Malcolm grunts. “Probably same thing as Roof. Except I wouldn’t invite my ex-girlfriend whose boyfriend I just jumped to my funeral.”
“That’s no doubt where he went wrong,” Tagoe says.
“What about you?” Malcolm asks.
“Same.”
“Do you . . .” Malcolm stops. It’s not like when Malcolm was helping Tagoe defeat writer’s block as he was working on Substitute Doctor and was shy about his pitch about the demon doctor wearing a stethoscope that could read his patients’ minds—that was a great idea. This is something sure to piss him off.
“I wouldn’t look for my mom or find out how my dad died,” Tagoe says.
“Why not? If I knew more about the asshole who burned my home down, I’d get into my first fight,” Malcolm says.
“I only care about the people who wanna be in my life. Like Rufus. Remember how he was nervous about coming out to us because he didn’t wanna stop sharing a room with us since we had so much fun? That’s someone who wants to be in my life. And I wanna be there for his. However much of it is left.”
Tagoe takes off his glasses and lets his neck run wild.
KENDRICK O’CONNELL
10:03 a.m.
Death-Cast did not call Kendrick O’Connell because he isn’t dying today. He may not be losing his life, but he’s just lost his job at the sandwich shop. Kendrick keeps his apron, not giving a shit. He leaves the shop, lighting a cigarette.

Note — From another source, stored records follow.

PR #439, opened 2020-11-05
Parsing compatibility of the FTP `LIST` command for Windows servers

### LINKED ISSUE #438: Add support for different FTP LIST locales (Windows CE exclusive?)
We are using pyfilesystem2 to access a German locale FTP server on an MS Windows CE operating system. I cannot pinpoint whether it is the locale, the OS, or a different factor altogether, but the FTP LIST command, which is apparently used almost everywhere in the library, yields its data in a different format than Windows NT. Thus, `FTPFS.read_dir` fails to parse any items and always returns an empty dict and most operations fail.

To be precise, the LIST output only differs slightly in that it uses 24 hour days rather than 12 hour AM/PM days.

WinNT:
    `11-02-18  02:12PM       <DIR>          images`
    `11-02-18  03:33PM                 9276 logo.gif`

WinCE:
    `11-02-18  14:12       <DIR>          images`
    `11-02-18  15:33                 9276 logo.gif`

We would like to see support for that format added, either as an extension to the "WindowsNT" parsing, or as a new kind of response parsing. If this is an acceptable change, we'd create the suitable PR for it. It would be great if this fix would make it into 2.4.12, as we'd have to keep using a custom fix in our code until 2.4.13 otherwise. 

Thanks!

atollk:
## Type of changes

- [x] Bug fix
- [ ] New feature
- [ ] Tests
- [ ] Other

## Checklist

## Description

Extended parsing compatibility of the FTP `LIST` command for Windows servers. Fixes #438 .
The parsing process now properly supports 24-hour time format, both with and without leading zeros. Unit tests were adapted accordingly.

### DIFF
--- a/CONTRIBUTORS.md
+++ b/CONTRIBUTORS.md
@@ -13,3 +13,4 @@ Many thanks to the following developers for contributing to this project:
 - [Will McGugan](https://github.com/willmcgugan)
 - [Zmej Serow](https://github.com/zmej-serow)
 - [Morten Engelhardt Olsen](https://github.com/xoriath)
+- [Andreas Tollkötter](https://github.com/atollk)
--- a/CONTRIBUTORS.md
+++ b/CONTRIBUTORS.md
@@ -2,6 +2,7 @@
 
 Many thanks to the following developers for contributing to this project:
 
+- [Andreas Tollkötter](https://github.com/atollk)
 - [C. W.](https://github.com/chfw)
 - [Diego Argueta](https://github.com/dargueta)
 - [Geoff Jukes](https://github.com/geoffjukes)
@@ -9,8 +10,7 @@ Many thanks to the following developers for contributing to this project:
 - [Justin Charlong](https://github.com/jcharlong)
 - [Louis Sautier](https://github.com/sbraz)
 - [Martin Larralde](https://github.com/althonos)
+- [Morten Engelhardt Olsen](https://github.com/xoriath)
 - [Nick Henderson](https://github.com/nwh)
 - [Will McGugan](https://github.com/willmcgugan)
 - [Zmej Serow](https://github.com/zmej-serow)
-- [Morten Engelhardt Olsen](https://github.com/xoriath)
-- [Andreas Tollkötter](https://github.com/atollk)
--- a/fs/_ftp_parse.py
+++ b/fs/_ftp_parse.py
@@ -149,12 +149,8 @@ def decode_linux(line, match):
     return raw_info
 
 
-def _decode_windowsnt_time(mdate, mtime):
-    if len(mtime.split(":")[0]) == 1:
-        mtime = "0" + mtime
-    return _parse_time(
-        mdate + " " + mtime, formats=["%d-%m-%y %I:%M%p", "%d-%m-%y %H:%M"]
-    )
+def _decode_windowsnt_time(mtime):
+    return _parse_time(mtime, formats=["%d-%m-%y %I:%M%p", "%d-%m-%y %H:%M"])
 
 
 def decode_windowsnt(line, match):
@@ -183,7 +179,7 @@ def decode_windowsnt(line, match):
         raw_info["details"]["size"] = int(match.group("size"))
 
     modified = _decode_windowsnt_time(
-        match.group("modified_date"), match.group("modified_time")
+        match.group("modified_date") + " " + match.group("modified_time")
     )
     if modified is not None:
         raw_info["details"]["modified"] = modified
--- a/fs/_ftp_parse.py
+++ b/fs/_ftp_parse.py
@@ -95,10 +95,16 @@ def _find_suitable_format(t, formats):
 
 
 def _parse_time(t, formats):
-    frmt = _find_suitable_format(t, formats)
-    if frmt is None:
+    _t = None
+    for frmt in formats:
+        try:
+            _t = time.strptime(t, frmt)
+            if t:
+                break
+        except ValueError:
+            continue
+    if not _t:
         return None
-    _t = time.strptime(t, frmt)
 
     year = _t.tm_year if _t.tm_year != 1900 else time.localtime().tm_year
     month = _t.tm_mon
--- a/fs/_ftp_parse.py
+++ b/fs/_ftp_parse.py
@@ -85,7 +85,6 @@ def parse_line(line):
 
 
 def _parse_time(t, formats):
-    _t = None
     for frmt in formats:
         try:
             _t = time.strptime(t, frmt)
--- a/fs/_ftp_parse.py
+++ b/fs/_ftp_parse.py
@@ -145,11 +145,11 @@ def decode_linux(line, match):
     return raw_info
 
 
-def _decode_windowsnt_time(date, time):
-    while len(time.split(":")[0]) < 2:
-        time = "0" + time
+def _decode_windowsnt_time(mdate, mtime):
+    if len(mtime.split(":")[0]) == 1:
+        mtime = "0" + mtime
     return _parse_time(
-        date + " " + time, formats=["%d-%m-%y %I:%M%p", "%d-%m-%y %H:%M"]
+        mdate + " " + mtime, formats=["%d-%m-%y %I:%M%p", "%d-%m-%y %H:%M"]
     )
 
 
--- a/fs/_ftp_parse.py
+++ b/fs/_ftp_parse.py
@@ -41,14 +41,17 @@ RE_LINUX = re.compile(
 RE_WINDOWSNT = re.compile(
     r"""
     ^
-    (?P<modified>.*?(AM|PM))
-    \s*
-    (?P<size>(<DIR>|\d*))
-    \s*
+    (?P<modified_date>\S+)
+    \s+
+    (?P<modified_time>\S+(AM|PM)?)
+    \s+
+    (?P<size>(<DIR>|\d+))
+    \s+
     (?P<name>.*)
     $
     """,
-    re.VERBOSE)
+    re.VERBOSE,
+)
 
 
 def get_decoders():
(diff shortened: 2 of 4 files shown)


fs/_ftp_parse.py
```diff
@@ -138,12 +145,22 @@ def decode_linux(line, match):
     return raw_info
 
 
+def _decode_windowsnt_time(date, time):
```
lurch, line 148: Might be worth renaming these parameters to `mdate` and `mtime`, to avoid potential clashes with the `time` module-name?

fs/_ftp_parse.py
```diff
@@ -138,12 +145,22 @@ def decode_linux(line, match):
...
+    while len(time.split(":")[0]) < 2:
```
lurch, line 149: Seems unlikely that `len(time.split(":")[0])` would ever be 0, so I guess the `while` could be changed to an `if` ?

tests/test_ftp_parse.py
```diff
@@ -164,39 +165,50 @@ def test_decode_linux(self, mock_localtime):
...
         directory = """\
+unparsable line
 11-02-17  02:00AM       <DIR>          docs
 11-02-17  02:12PM       <DIR>          images
-11-02-17  02:12PM       <DIR>          AM to PM
+11-02-17 02:12PM <DIR> AM to PM
 11-02-17  03:33PM                 9276 logo.gif
+05-11-20   22:11  <DIR>       src
+11-02-17   01:23       1      12
+11-02-17    4:54                 0 icon.bmp
```
lurch, line 175: Just for the sake of completeness, might be worth also adding e.g.
```
11-02-17    4:54AM                 0 icon.gif
11-02-17    4:54PM                 0 icon.png
```
? :shrug:

lurch:
If you're feeling generous, perhaps https://pydoc.net/grizzled/0.9.4/grizzled.net.ftp.parse/ and https://github.com/stevemayne/pyftpparser would appreciate similar patches? :slightly_smiling_face:

fs/_ftp_parse.py
atollk: Done

fs/_ftp_parse.py
atollk: Done

tests/test_ftp_parse.py
atollk: Done

atollk:
I created an issue for pyftpparser; I'll have to see whether I'll also do the PR there.
Regarding grizzled, the Github repo seems to be out of sync with that documentation, so it seems like it would be much more work to figure out, where the code would even go.

atollk:
Hey, any update on this? The PR seems to be ready to merge.

CONTRIBUTORS.md
```diff
@@ -13,3 +13,4 @@ Many thanks to the following developers for contributing to this project:
 - [Will McGugan](https://github.com/willmcgugan)
 - [Zmej Serow](https://github.com/zmej-serow)
 - [Morten Engelhardt Olsen](https://github.com/xoriath)
+- [Andreas Tollkötter](https://github.com/atollk)
```
dargueta, line 16: The contributors list is supposed to be sorted alphabetically, so please put your name at the top since it starts with A.

lurch:
@atollk I know it's not in code that you've modified in this PR, but I think it might be worth making these tweaks to the `_parse_time` function:
```patch
--- a/fs/_ftp_parse.py
+++ b/fs/_ftp_parse.py
@@ -85,12 +85,12 @@ def parse_line(line):
 
 
 def _parse_time(t, formats):
-    t = " ".join(token.strip() for token in t.lower().split(" "))
-
     _t = None
     for frmt in formats:
         try:
             _t = time.strptime(t, frmt)
+            if _t:
+                break
         except ValueError:
             continue
     if not _t:
```

1. Due to the way that `split` and `join` work, _all_ the removed line effectively does is `t = t.lower()` - but that isn't necessary as Python's `strptime` is equally happy with mixed-case strings (and it copes with multiple spaces too, which this line wasn't removing in any case!)
2. The second change makes it more explicit that it stops looping through formats once it finds one that works (rather than implicitly assuming that there'll only be one format that won't raise a `ValueError`)

fs/_ftp_parse.py
```diff
@@ -81,17 +84,21 @@ def parse_line(line):
...
             continue
-    if not _t:
+    return None
+
+
+def _parse_time(t, formats):
+    frmt = _find_suitable_format(t, formats)
+    if frmt is None:
         return None
+    _t = time.strptime(t, frmt)
```
lurch, line 101: Hmmm, seems a bit wasteful to do `time.strptime` (at least) twice? Once in `_find_suitable_format` and again in `_parse_time`.

lurch:
@atollk I've looked into it a bit further, and it seems like `strptime` **doesn't** require the leading '0' to be added to the `%H` format:
```python
>>> import time
>>> time.strptime("11-02-17    04:54".strip(), "%d-%m-%y %H:%M")
time.struct_time(tm_year=2017, tm_mon=2, tm_mday=11, tm_hour=4, tm_min=54, tm_sec=0, tm_wday=5, tm_yday=42, tm_isdst=-1)
>>> time.strptime("11-02-17    4:54".strip(), "%d-%m-%y %H:%M")
time.struct_time(tm_year=2017, tm_mon=2, tm_mday=11, tm_hour=4, tm_min=54, tm_sec=0, tm_wday=5, tm_yday=42, tm_isdst=-1)
```
which makes your `mtime = "0" + mtime` unnecessary?

In fact, with this change:
```patch
@@ -145,12 +145,8 @@ def decode_linux(line, match):
     return raw_info
 
 
-def _decode_windowsnt_time(mdate, mtime):
-    if len(mtime.split(":")[0]) == 1:
-        mtime = "0" + mtime
-    return _parse_time(
-        mdate + " " + mtime, formats=["%d-%m-%y %I:%M%p", "%d-%m-%y %H:%M"]
-    )
+def _decode_windowsnt_time(mtime):
+    return _parse_time(mtime, formats=["%d-%m-%y %I:%M%p", "%d-%m-%y %H:%M"])
 
 
 def decode_windowsnt(line, match):
@@ -179,7 +170,7 @@ def decode_windowsnt(line, match):
         raw_info["details"]["size"] = int(match.group("size"))
 
     modified = _decode_windowsnt_time(
-        match.group("modified_date"), match.group("modified_time")
+        match.group("modified_date") + " " + match.group("modified_time")
     )
     if modified is not None:
         raw_info["details"]["modified"] = modified
```
all the unit-tests still pass, and it has the benefit of making the `_decode_windowsnt_time` function signature more similar to the `_decode_linux_time` function signature?
Feel free to ignore this comment if you feel I'm being too picky!

fs/_ftp_parse.py
atollk: That statement is correct though in my opinion, "a bit" is negligible. A call to `strptime` costs about 4 microseconds on my machine. I find `_find_suitable_format` easier to read than something like `_decode_time_in_suitable_format` and I'd argue that readability should always be the higher priority over resource efficiency in Python - otherwise one should be using C anyway.

That being said, if you feel like that has to be changed to be accepted, I'll change it.

atollk:
> and it seems like strptime doesn't require the leading '0' to be added to the %H format

That's a fair point. I just followed the documentation there without actually trying it.

fs/_ftp_parse.py
lurch: I'll leave it up to the other maintainers...

althonos: I'd be in favour of a single function as well. I don't think it hurts readability that much, and the functions are quite highly coupled anyway.

atollk: Done

atollk:
Hi. Any update on this?

fs/_ftp_parse.py
```diff
@@ -82,12 +85,12 @@ def parse_line(line):
 
 
 def _parse_time(t, formats):
-    t = " ".join(token.strip() for token in t.lower().split(" "))
-
     _t = None
     for frmt in formats:
         try:
             _t = time.strptime(t, frmt)
+            if t:
```
lurch, line 92: I suspect you meant to do `if _t:` here?

atollk: True. But I guess this just shows that the line is entirely noop since it wasn't ever reached during the tests. Are you sure you want to have it in there? Then I'll commit a fix for the typo.

lurch: As I mentioned in an earlier comment on this issue, the current code (and tests) assume that in the list of `formats`, there'll only be a single format that doesn't raise a `ValueError`. But IMHO it makes sense to (also) stop looping after the first "valid" format, rather than continuing to loop through all of them?

atollk: Sure, I understand that. My suggestion would be to just omit the `if _t` as, when that piece of code is reached, `_t` will always have a valid value.

fs/_ftp_parse.py
```diff
@@ -82,15 +85,14 @@ def parse_line(line):
...
-
     _t = None
     for frmt in formats:
         try:
             _t = time.strptime(t, frmt)
+            break
         except ValueError:
             continue
-    if not _t:
+    else:
```
lurch, line 95: Oooh, today I just learned about the `for ... else ... ` syntax in Python :slightly_smiling_face:

fs/_ftp_parse.py
```diff
@@ -82,15 +85,14 @@ def parse_line(line):
 
 
 def _parse_time(t, formats):
-    t = " ".join(token.strip() for token in t.lower().split(" "))
-
     _t = None
```
lurch, line 88: As the `if not _t` line has been removed, I guess this `_t = None` can be removed too?

atollk: You're absolutely right, sorry.

lurch:
LGTM :+1:  ping @althonos

atollk:
Happy new year :)
Any update on this? @althonos

althonos:
LGTM @atollk ! We should be able to get this in the next debug release (once we synchronize on how we want to manage releases there). Cheers!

Kendrick has never been lucky. Even when he struck gold last year, when his parents finally divorced, it wasn’t long before his luck ran dry. His mother and father were as good a fit for each other as an adult’s foot in a child’s shoe; even at nine years old Kendrick recognized this. Kendrick didn’t know much back then, but he was pretty sure love didn’t mean that your father slept on the couch and that your mother didn’t care when her husband was caught cheating on her with younger girls in Atlantic City. (Kendrick has a problem with minding his own damn business, and could possibly be happier if he were a little more ignorant.)
The first child support check came just in time since Kendrick needed new sneakers; the front soles of his old pair had split, and his classmates made fun of him relentlessly because his shoes “talked” every time he walked—open, close, open, close. Kendrick begged his mother for the latest Jordans, and she spent three hundred dollars on them because Kendrick “needed a victory.” At least that’s what she told his paternal grandfather, who is a terrible man—but that’s not a story of any importance here.